Ashtrays next to the waiting bench, and there's a stack of Reader's Digests and Heralds to be read while waiting for your hair cut.
This is Bob Shaw Barbers, a piece of old-style Auckland retail run by a brother-and-sister team in Customs St East.
But now, after selling thousands ofpackets of cigarettes and cutting thousands of heads of hair, Irving and Noelene Shaw are calling it a day.
After 71 years, the shop's doors will close for the last time on Friday, allowing Noelene and Irving to enjoy their retirement after running the business since the 1950s.
With the lease coming up for renewal and the building owner likely to ask for more rent, Noelene, aged 69, and Irving, 60, think it is a perfect time to take a rest, after nearly 50 years of early starts and long hours.
They are a team, with Irving cutting the hair and Noelene selling the drinks, crisps, stamps and tobacco.
Their father, Bob Shaw, set up the shop at the height of the Great Depression.
He started each day with just £5 in the till and when he had sold $5 worth of stock went up the road to buy another £5 worth from the warehouse.
Customs St was all warehouses when Noelene and Irving started working.
There was a car yard across the road and thousands worked at the nearby railway marshalling yards.
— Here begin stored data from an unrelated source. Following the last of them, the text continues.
PR #2437, opened 2026-05-30
fix(rules): disallow move when dropped outside the canvas

### LINKED ISSUE #2210: Moving elements beyond the border of a pool is possible when moving it outside the viewport

rkdfx:
### Proposed Changes

Closes #2210

Dragging an element off the canvas yields a `null` move target, which `BpmnRules#canMove` treated like move-start (`!target`) and allowed — bypassing move rules (e.g. stacking pools, moving a shape out of its pool). Now only an `undefined` target starts a move; a `null` target is rejected.

Builds on the fix from #2244 by @Adam-Thometz (added co-author); adds a rules-level test that fails without the change.

**Try it:** two pools, scroll one mostly off-screen, drag the other past the
  viewport onto it → the drop is now rejected.

### Checklist

### DIFF
--- a/CHANGELOG.md
+++ b/CHANGELOG.md
@@ -6,6 +6,7 @@ All notable changes to [bpmn-js](https://github.com/bpmn-io/bpmn-js) are documen
 
 ___Note:__ Yet to be released changes appear here._
 
+* `FIX`: disallow `move` when dropped outside of canvas ([#2437](https://github.com/bpmn-io/bpmn-js/pull/2437), [#2210](https://github.com/bpmn-io/bpmn-js/issues/2210))
 * `CHORE`: derive label link offset from (circular) outline shape ([#2457](https://github.com/bpmn-io/bpmn-js/pull/2457))
 
 ## 18.19.0
--- a/lib/features/modeling/behavior/FixHoverBehavior.js
+++ b/lib/features/modeling/behavior/FixHoverBehavior.js
@@ -45,8 +45,9 @@ export default function FixHoverBehavior(elementRegistry, eventBus, canvas) {
     var rootElement = canvas.getRootElement();
 
     // ensure bpmn:Group and label elements are dropped
-    // always onto the root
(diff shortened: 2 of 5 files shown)


barmac:
Hi @rkdfx,

Thanks for your contribution. We need you to sign the CLA before it can be reviewed and/or merged.

rkdfx:
> Hi @rkdfx,
> 
> Thanks for your contribution. We need you to sign the CLA before it can be reviewed and/or merged.

Hi, I already have signed it, it was not updated I guess. I updated it now. Thanks!

nikku (approved):
Thanks for your contribution @rkdfx - the change missed `Group` and `label` rules - for which the same behavior shall apply. Deeper investigation surfaced another bug, which I fixed via https://github.com/bpmn-io/bpmn-js/pull/2437/commits/3aee6932f49d2e6b56c39b78059b5ab327ebc888.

The bustling warehouses are gone, replaced with the empty shells of the long-stalled Britomart development.
"The area has really gone downhill," says Noelene.
"It's more of a red-light area now."
After spending nearly half a century selling tobacco, Noelene is still sceptical about the dangers.
"I don't think cigarettes are a problem. They haven't really proved anything, have they?"
Their only problem now is telling regular customers, some of whom have had their hair cut in Bob Shaw's for the past 30 years, that they will have to go somewhere else.
Barber shops are still popular out in the suburbs and in the shopping malls, says Irving, but are becoming more difficult to run downtown.